▶ Work required: Each entry in this listing needs to be written out again, word for word.

======== Records for this task

PR #1120, opened 2023-04-12
Use updated view number for decide events

jbearer:


bfish713:
I'm closing this because it only touches dead code

PR #1128, opened 2023-04-14
Ed/view sync 1

elliedavidson:
Here is the first chunk of view sync work: the basic update to use Yes/No votes and form Yes/No QCs.  This PR: 
* Actually uses the No votes instead of throwing them away
* Does not include updates to form Timeout QCs
* Makes `VoteData` generic over something that is Committable instead of over LEAF and TYPES.  
* Does not implement the Yes/No voting for DA yet. 
* Does not have testing (will wait until the updates to the testing harness are done) 
* Labels outstanding items with `TODO ED`
* Adds `VoteData` to signatures in QCs - there is likely a more optimized way to do this, but I want to keep it simple for now.  

This PR only contains a subset of the view sync work to date, but I want to get the work in piece by piece and get feedback on the design.  Based on this PR's feedback I may go back and update the stuff I am currently working on.  Although the view sync work isn't complete in this PR, I think it is best to merge it in incrementally instead of all at the end.  The tests should all pass.  

Note: I'd really like feedback on the implementation of the vote accumulator logic as well as the extra trait bounds I added.  I feel like there is probably a more optimized way to do both of those things.


types/src/traits/election.rs
```diff
@@ -235,8 +243,13 @@ pub trait ConsensusExchange<TYPES: NodeType, LEAF: LeafType<NodeType = TYPES>, M
     }
 
     /// Threshold required to approve a [`Proposal`](Self::Proposal).
-    fn threshold(&self) -> NonZeroU64 {
-        self.membership().threshold()
+    fn success_threshold(&self) -> NonZeroU64 {
```
nyospe, line 246: This is an interesting change. Does that mean we assume all exchanges support yes/no votes?

elliedavidson: I figured we'd want to in the future, like how we want to allow Yes No votes for DA.  What do you think?

nyospe: I believe we have cases where we won't want to use No votes - including the DA certificate - but a) I don't think it does any harm, and b) in the best case, it'll allow speeding up the next round of DA committee size expansions.

nyospe (approved):
Excellent, I think this is ready to go.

================

▶ Response to the exercise:
PR #1120, opened 2023-04-12
Use updated view number for decide events

jbearer:


bfish713:
I'm closing this because it only touches dead code

PR #1128, opened 2023-04-14
Ed/view sync 1

elliedavidson:
Here is the first chunk of view sync work: the basic update to use Yes/No votes and form Yes/No QCs.  This PR: 
* Actually uses the No votes instead of throwing them away
* Does not include updates to form Timeout QCs
* Makes `VoteData` generic over something that is Committable instead of over LEAF and TYPES.  
* Does not implement the Yes/No voting for DA yet. 
* Does not have testing (will wait until the updates to the testing harness are done) 
* Labels outstanding items with `TODO ED`
* Adds `VoteData` to signatures in QCs - there is likely a more optimized way to do this, but I want to keep it simple for now.  

This PR only contains a subset of the view sync work to date, but I want to get the work in piece by piece and get feedback on the design.  Based on this PR's feedback I may go back and update the stuff I am currently working on.  Although the view sync work isn't complete in this PR, I think it is best to merge it in incrementally instead of all at the end.  The tests should all pass.  

Note: I'd really like feedback on the implementation of the vote accumulator logic as well as the extra trait bounds I added.  I feel like there is probably a more optimized way to do both of those things.


types/src/traits/election.rs
```diff
@@ -235,8 +243,13 @@ pub trait ConsensusExchange<TYPES: NodeType, LEAF: LeafType<NodeType = TYPES>, M
     }
 
     /// Threshold required to approve a [`Proposal`](Self::Proposal).
-    fn threshold(&self) -> NonZeroU64 {
-        self.membership().threshold()
+    fn success_threshold(&self) -> NonZeroU64 {
```
nyospe, line 246: This is an interesting change. Does that mean we assume all exchanges support yes/no votes?

elliedavidson: I figured we'd want to in the future, like how we want to allow Yes No votes for DA.  What do you think?

nyospe: I believe we have cases where we won't want to use No votes - including the DA certificate - but a) I don't think it does any harm, and b) in the best case, it'll allow speeding up the next round of DA committee size expansions.

nyospe (approved):
Excellent, I think this is ready to go.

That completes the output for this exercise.